**Goal of the exercise**
Your response must consist of one number: how many lines in this material contain the word "orConditions".
# # # #
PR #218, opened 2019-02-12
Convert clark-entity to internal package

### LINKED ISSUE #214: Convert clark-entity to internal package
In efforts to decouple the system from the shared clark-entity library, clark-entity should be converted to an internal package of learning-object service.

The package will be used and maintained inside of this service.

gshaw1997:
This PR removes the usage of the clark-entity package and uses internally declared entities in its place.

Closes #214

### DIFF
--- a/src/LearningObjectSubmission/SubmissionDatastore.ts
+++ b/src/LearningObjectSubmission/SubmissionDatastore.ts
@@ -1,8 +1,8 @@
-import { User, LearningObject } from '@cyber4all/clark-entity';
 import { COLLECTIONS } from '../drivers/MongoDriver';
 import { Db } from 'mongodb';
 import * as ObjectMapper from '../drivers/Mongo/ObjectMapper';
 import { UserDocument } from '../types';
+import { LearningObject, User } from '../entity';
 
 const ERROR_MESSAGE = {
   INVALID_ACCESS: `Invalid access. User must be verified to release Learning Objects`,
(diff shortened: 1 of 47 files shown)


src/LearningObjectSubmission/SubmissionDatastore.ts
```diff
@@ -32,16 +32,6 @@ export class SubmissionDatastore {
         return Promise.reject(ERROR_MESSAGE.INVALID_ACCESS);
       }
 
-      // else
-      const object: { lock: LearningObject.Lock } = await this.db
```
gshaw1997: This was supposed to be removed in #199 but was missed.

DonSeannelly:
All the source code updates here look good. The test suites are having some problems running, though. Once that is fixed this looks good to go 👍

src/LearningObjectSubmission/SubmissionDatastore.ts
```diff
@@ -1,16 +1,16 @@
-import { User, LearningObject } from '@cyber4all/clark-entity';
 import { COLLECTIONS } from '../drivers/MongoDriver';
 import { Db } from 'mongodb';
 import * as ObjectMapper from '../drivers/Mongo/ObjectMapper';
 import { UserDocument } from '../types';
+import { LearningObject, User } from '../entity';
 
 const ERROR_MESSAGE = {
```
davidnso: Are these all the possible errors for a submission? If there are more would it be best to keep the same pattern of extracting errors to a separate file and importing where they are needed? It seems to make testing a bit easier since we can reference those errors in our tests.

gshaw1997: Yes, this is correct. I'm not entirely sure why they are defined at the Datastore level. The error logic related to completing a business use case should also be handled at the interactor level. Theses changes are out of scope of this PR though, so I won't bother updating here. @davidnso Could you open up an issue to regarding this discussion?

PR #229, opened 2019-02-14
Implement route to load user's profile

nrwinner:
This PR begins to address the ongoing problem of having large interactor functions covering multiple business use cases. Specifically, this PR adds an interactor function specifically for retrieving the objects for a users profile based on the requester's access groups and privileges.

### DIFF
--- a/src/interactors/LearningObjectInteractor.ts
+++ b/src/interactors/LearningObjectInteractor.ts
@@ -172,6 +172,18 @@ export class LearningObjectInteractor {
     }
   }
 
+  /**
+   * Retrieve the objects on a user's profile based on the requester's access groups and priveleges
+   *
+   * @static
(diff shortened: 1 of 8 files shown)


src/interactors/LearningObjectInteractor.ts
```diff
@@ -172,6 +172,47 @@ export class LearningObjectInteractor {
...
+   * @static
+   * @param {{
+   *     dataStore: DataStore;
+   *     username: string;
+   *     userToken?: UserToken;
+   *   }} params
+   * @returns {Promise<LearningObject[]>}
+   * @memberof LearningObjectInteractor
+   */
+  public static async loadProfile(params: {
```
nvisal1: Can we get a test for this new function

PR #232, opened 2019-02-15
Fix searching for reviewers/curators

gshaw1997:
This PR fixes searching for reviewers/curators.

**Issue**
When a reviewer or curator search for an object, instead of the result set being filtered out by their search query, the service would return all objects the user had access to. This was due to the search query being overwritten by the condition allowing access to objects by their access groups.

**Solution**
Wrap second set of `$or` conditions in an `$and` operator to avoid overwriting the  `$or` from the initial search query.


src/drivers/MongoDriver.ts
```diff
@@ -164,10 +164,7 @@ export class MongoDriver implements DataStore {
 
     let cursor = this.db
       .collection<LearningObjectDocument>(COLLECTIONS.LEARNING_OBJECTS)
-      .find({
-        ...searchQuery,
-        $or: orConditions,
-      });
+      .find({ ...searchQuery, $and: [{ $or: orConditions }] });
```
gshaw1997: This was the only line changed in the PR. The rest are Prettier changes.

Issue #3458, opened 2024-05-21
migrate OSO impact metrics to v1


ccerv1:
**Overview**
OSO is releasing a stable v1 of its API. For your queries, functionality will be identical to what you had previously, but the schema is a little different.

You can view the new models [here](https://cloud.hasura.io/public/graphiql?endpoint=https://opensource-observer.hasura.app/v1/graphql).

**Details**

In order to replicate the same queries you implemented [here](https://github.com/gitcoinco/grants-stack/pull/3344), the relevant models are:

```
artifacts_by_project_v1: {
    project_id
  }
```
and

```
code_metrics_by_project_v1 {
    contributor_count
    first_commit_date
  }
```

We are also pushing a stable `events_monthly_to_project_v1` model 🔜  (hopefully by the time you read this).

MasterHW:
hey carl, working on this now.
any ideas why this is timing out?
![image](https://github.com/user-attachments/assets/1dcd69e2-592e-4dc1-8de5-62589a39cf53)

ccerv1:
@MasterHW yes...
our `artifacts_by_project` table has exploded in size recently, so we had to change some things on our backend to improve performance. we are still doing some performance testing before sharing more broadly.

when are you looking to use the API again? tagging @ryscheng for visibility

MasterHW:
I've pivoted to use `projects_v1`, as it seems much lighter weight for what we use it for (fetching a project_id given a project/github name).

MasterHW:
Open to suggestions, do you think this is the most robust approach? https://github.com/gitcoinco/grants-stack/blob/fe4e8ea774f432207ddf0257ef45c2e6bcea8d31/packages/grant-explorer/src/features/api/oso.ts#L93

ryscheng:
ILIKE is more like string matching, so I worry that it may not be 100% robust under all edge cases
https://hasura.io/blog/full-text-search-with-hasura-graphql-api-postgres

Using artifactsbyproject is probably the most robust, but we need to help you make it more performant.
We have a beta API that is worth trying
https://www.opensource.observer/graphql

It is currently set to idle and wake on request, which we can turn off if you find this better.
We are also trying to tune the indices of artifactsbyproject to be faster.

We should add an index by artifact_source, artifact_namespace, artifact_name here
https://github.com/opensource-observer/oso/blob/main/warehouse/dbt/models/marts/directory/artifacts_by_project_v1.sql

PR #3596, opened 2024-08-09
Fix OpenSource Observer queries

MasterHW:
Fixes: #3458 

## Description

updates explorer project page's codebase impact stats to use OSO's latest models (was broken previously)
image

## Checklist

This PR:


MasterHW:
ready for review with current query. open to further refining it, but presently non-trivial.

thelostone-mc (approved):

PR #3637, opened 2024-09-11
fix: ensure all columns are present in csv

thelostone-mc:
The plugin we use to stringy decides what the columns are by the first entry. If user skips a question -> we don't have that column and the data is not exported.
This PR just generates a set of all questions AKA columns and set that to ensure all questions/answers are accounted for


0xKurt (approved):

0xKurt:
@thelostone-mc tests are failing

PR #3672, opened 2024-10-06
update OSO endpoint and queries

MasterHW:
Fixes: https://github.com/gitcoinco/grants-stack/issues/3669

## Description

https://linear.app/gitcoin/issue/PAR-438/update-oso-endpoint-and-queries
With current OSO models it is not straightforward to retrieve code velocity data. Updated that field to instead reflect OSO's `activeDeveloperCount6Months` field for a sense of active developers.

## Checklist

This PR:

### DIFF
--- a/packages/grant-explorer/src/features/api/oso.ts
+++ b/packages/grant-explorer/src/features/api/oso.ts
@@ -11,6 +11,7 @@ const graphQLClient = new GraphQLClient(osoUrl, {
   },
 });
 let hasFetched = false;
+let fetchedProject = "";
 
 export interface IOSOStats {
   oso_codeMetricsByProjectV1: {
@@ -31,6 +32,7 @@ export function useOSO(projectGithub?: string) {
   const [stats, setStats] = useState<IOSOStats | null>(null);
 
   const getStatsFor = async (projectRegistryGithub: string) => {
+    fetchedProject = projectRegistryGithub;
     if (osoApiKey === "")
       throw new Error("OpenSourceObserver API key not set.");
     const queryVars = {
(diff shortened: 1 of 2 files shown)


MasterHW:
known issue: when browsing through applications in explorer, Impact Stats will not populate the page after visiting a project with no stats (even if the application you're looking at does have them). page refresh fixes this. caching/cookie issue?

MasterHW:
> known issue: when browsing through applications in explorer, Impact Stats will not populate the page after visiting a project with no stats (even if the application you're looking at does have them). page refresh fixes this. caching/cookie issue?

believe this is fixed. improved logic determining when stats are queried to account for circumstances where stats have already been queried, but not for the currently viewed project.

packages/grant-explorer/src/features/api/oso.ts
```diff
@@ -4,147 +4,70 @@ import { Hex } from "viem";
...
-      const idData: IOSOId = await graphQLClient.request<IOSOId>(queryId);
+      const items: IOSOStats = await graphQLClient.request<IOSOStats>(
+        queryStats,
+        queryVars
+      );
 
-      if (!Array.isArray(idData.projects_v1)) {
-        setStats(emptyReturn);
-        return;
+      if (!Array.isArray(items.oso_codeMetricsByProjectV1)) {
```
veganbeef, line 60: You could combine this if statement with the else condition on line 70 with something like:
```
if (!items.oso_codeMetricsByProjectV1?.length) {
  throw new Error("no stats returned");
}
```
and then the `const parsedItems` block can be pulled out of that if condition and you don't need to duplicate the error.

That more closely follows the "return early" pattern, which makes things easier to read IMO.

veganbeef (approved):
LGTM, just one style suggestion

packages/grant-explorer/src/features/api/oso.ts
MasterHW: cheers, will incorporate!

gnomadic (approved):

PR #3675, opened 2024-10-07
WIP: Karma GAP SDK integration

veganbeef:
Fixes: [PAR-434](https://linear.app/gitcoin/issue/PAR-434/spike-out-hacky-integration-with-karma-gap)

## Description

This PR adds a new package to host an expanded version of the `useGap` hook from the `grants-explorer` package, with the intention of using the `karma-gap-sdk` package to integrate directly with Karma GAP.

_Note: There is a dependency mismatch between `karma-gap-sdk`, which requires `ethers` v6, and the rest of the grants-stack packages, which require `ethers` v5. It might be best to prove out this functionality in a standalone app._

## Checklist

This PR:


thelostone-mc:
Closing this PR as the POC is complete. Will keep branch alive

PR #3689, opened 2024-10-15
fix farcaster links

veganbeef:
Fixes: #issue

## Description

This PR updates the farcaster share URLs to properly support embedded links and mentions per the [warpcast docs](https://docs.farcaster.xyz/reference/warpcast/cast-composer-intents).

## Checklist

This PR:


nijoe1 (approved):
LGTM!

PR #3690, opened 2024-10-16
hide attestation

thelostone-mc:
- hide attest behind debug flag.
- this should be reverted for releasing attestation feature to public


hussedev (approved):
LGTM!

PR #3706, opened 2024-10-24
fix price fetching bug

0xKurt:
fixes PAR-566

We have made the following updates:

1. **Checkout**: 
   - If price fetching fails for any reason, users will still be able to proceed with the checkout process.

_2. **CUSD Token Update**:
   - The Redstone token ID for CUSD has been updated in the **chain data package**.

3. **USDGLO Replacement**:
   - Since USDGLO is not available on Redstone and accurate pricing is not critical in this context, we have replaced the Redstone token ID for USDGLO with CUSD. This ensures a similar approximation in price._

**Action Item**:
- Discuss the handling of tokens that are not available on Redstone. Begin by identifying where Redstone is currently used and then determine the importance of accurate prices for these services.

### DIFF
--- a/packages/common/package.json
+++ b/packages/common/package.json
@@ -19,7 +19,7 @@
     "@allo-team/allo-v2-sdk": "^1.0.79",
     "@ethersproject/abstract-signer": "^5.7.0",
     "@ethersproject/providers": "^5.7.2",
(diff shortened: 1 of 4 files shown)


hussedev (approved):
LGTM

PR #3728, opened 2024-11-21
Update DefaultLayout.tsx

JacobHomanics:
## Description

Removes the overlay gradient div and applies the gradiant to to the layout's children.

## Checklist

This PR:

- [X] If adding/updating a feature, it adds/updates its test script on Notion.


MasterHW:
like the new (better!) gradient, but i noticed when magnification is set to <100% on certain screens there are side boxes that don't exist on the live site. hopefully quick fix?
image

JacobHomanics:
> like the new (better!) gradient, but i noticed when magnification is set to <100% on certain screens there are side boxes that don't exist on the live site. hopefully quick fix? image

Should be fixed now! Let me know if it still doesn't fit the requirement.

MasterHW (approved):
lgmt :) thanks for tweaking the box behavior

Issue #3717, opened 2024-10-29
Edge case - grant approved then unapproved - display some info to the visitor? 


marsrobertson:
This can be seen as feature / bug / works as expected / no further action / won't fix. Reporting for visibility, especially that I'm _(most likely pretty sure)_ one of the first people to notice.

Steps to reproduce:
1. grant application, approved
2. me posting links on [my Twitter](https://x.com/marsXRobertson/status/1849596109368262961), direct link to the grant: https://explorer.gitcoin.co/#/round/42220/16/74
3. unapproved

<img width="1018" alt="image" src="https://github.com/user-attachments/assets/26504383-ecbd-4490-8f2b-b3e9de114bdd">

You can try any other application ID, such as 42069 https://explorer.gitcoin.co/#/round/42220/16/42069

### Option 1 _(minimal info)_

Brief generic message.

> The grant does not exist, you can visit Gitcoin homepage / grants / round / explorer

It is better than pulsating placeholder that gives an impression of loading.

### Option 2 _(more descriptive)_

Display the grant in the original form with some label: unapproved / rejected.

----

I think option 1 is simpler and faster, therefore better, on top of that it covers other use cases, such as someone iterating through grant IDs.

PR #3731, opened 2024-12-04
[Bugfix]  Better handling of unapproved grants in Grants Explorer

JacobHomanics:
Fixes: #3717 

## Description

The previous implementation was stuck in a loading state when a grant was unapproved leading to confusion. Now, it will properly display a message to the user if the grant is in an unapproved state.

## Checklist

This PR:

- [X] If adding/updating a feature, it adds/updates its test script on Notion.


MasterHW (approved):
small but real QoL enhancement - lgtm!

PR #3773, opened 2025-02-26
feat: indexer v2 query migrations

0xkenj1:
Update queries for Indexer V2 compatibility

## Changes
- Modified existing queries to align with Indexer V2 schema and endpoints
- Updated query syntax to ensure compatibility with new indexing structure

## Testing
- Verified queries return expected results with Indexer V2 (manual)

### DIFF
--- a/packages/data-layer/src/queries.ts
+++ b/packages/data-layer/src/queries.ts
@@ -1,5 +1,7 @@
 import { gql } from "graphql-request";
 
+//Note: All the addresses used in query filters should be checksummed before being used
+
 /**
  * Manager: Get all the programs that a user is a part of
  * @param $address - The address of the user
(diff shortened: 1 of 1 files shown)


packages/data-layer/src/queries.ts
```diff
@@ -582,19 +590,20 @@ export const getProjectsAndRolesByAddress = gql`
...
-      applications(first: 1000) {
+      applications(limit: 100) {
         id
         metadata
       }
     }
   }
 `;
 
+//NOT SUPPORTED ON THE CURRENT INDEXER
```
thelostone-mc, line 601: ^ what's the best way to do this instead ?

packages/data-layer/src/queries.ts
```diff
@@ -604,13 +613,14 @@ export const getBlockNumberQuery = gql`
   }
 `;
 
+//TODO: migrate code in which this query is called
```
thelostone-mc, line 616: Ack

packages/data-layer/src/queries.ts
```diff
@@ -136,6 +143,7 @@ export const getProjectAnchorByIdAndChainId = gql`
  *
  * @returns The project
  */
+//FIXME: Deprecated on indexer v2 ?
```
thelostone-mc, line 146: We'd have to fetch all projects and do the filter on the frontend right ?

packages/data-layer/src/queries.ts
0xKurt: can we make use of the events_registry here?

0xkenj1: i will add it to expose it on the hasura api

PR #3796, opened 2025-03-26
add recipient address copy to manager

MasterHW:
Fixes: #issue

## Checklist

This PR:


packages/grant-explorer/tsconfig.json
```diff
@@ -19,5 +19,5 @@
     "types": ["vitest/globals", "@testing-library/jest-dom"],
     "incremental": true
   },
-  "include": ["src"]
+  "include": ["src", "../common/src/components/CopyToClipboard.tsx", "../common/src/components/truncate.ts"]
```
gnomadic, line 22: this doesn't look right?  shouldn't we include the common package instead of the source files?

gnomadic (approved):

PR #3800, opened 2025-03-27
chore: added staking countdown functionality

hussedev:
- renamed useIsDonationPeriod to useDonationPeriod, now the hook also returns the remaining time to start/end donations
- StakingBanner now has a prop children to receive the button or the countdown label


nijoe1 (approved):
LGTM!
# # # #
**Exercise result**
2